(Records drawn from a dataset)

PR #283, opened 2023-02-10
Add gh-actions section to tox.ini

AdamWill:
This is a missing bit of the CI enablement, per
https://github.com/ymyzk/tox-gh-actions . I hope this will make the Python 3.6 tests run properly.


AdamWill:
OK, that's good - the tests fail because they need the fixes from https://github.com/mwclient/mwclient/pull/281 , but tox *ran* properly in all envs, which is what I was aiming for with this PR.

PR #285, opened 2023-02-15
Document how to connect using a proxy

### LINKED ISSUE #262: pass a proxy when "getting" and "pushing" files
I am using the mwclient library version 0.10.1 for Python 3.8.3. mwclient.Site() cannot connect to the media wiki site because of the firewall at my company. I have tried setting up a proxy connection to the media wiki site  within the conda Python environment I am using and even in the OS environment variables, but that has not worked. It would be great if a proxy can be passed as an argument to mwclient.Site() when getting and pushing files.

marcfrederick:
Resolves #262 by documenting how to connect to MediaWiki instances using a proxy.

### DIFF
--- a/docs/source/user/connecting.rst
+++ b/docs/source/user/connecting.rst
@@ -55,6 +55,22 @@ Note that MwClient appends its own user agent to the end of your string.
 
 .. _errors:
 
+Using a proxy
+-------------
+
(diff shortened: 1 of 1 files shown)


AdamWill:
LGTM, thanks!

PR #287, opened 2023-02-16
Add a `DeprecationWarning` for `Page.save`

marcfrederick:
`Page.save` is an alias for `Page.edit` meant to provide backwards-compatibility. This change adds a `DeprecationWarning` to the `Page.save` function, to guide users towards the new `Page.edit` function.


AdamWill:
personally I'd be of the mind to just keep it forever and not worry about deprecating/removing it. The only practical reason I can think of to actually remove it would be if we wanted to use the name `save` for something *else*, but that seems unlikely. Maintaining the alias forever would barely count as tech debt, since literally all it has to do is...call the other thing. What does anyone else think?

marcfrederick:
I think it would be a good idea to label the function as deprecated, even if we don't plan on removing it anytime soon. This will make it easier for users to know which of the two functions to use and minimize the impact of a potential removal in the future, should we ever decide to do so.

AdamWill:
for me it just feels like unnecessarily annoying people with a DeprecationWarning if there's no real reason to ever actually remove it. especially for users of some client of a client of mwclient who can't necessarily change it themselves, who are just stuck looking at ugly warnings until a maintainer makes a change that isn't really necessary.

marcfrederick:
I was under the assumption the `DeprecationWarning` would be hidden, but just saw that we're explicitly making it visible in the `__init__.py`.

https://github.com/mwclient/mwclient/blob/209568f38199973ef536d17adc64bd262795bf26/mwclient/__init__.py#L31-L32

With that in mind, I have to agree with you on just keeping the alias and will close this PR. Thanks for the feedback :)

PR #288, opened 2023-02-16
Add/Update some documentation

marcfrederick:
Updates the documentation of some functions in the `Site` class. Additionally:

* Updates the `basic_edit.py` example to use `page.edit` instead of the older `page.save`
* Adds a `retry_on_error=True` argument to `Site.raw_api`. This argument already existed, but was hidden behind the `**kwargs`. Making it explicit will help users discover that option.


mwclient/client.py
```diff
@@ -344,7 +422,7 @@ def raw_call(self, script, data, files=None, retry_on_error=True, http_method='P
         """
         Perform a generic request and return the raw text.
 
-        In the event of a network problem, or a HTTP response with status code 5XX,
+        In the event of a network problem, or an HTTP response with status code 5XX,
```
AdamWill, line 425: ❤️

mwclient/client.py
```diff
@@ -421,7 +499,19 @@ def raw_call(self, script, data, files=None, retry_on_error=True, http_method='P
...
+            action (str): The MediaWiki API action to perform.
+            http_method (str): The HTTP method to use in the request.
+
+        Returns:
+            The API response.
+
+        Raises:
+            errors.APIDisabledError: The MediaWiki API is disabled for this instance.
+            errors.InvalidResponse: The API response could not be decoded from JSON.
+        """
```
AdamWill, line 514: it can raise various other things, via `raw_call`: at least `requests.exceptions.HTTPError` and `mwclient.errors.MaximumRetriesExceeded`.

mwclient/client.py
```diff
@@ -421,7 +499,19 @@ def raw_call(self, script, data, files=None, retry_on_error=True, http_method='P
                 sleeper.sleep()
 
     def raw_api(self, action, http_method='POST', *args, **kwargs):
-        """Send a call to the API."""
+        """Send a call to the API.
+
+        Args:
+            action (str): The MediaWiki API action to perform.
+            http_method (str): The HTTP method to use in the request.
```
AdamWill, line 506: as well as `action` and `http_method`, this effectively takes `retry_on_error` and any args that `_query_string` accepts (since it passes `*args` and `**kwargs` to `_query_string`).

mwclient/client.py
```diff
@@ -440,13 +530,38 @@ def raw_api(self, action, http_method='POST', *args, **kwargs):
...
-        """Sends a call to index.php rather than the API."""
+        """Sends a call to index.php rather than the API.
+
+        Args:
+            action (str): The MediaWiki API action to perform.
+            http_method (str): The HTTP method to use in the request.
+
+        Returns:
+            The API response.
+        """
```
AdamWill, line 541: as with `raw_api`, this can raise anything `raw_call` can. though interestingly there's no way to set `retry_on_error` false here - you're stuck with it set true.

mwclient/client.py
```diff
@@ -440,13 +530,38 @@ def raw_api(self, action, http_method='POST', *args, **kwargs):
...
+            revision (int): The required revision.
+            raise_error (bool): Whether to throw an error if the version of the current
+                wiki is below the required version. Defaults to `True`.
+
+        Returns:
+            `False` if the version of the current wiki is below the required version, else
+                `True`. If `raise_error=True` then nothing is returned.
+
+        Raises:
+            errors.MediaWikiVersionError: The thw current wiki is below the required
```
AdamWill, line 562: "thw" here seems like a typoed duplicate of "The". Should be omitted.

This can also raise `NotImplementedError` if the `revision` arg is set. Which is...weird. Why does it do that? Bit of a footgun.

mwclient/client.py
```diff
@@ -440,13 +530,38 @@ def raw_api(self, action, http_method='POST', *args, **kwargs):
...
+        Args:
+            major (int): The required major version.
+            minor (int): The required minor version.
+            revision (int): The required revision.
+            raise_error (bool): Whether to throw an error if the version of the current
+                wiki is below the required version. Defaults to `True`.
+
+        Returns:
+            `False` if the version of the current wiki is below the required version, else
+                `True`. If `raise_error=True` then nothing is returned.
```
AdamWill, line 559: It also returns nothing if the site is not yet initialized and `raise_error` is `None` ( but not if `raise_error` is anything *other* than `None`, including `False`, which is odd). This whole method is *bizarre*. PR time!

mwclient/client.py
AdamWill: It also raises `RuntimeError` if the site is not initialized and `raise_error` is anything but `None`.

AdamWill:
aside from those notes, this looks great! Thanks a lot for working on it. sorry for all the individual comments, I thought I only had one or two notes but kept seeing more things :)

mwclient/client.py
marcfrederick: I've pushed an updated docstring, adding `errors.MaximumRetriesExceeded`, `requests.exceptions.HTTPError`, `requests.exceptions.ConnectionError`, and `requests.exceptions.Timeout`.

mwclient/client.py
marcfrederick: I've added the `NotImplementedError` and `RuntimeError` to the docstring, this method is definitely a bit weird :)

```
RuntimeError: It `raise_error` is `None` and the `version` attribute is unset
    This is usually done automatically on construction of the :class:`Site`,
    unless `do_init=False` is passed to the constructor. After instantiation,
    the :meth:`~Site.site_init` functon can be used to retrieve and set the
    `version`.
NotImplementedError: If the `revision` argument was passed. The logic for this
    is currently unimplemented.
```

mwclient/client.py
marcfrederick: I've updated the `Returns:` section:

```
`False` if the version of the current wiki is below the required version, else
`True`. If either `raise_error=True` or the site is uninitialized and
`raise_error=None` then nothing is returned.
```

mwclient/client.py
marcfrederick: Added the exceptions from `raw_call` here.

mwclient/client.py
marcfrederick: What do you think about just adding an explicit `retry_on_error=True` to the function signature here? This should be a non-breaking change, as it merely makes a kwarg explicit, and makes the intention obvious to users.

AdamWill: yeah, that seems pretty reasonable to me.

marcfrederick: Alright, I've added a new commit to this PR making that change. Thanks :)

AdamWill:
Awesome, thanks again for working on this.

About this task: Starting at the line that has "marcfrederick: What do" and ending at the line that has "AdamWill: yeah, that", please write out the lines above exactly, leaving out all others.

Result below:
marcfrederick: What do you think about just adding an explicit `retry_on_error=True` to the function signature here? This should be a non-breaking change, as it merely makes a kwarg explicit, and makes the intention obvious to users.

AdamWill: yeah, that seems pretty reasonable to me.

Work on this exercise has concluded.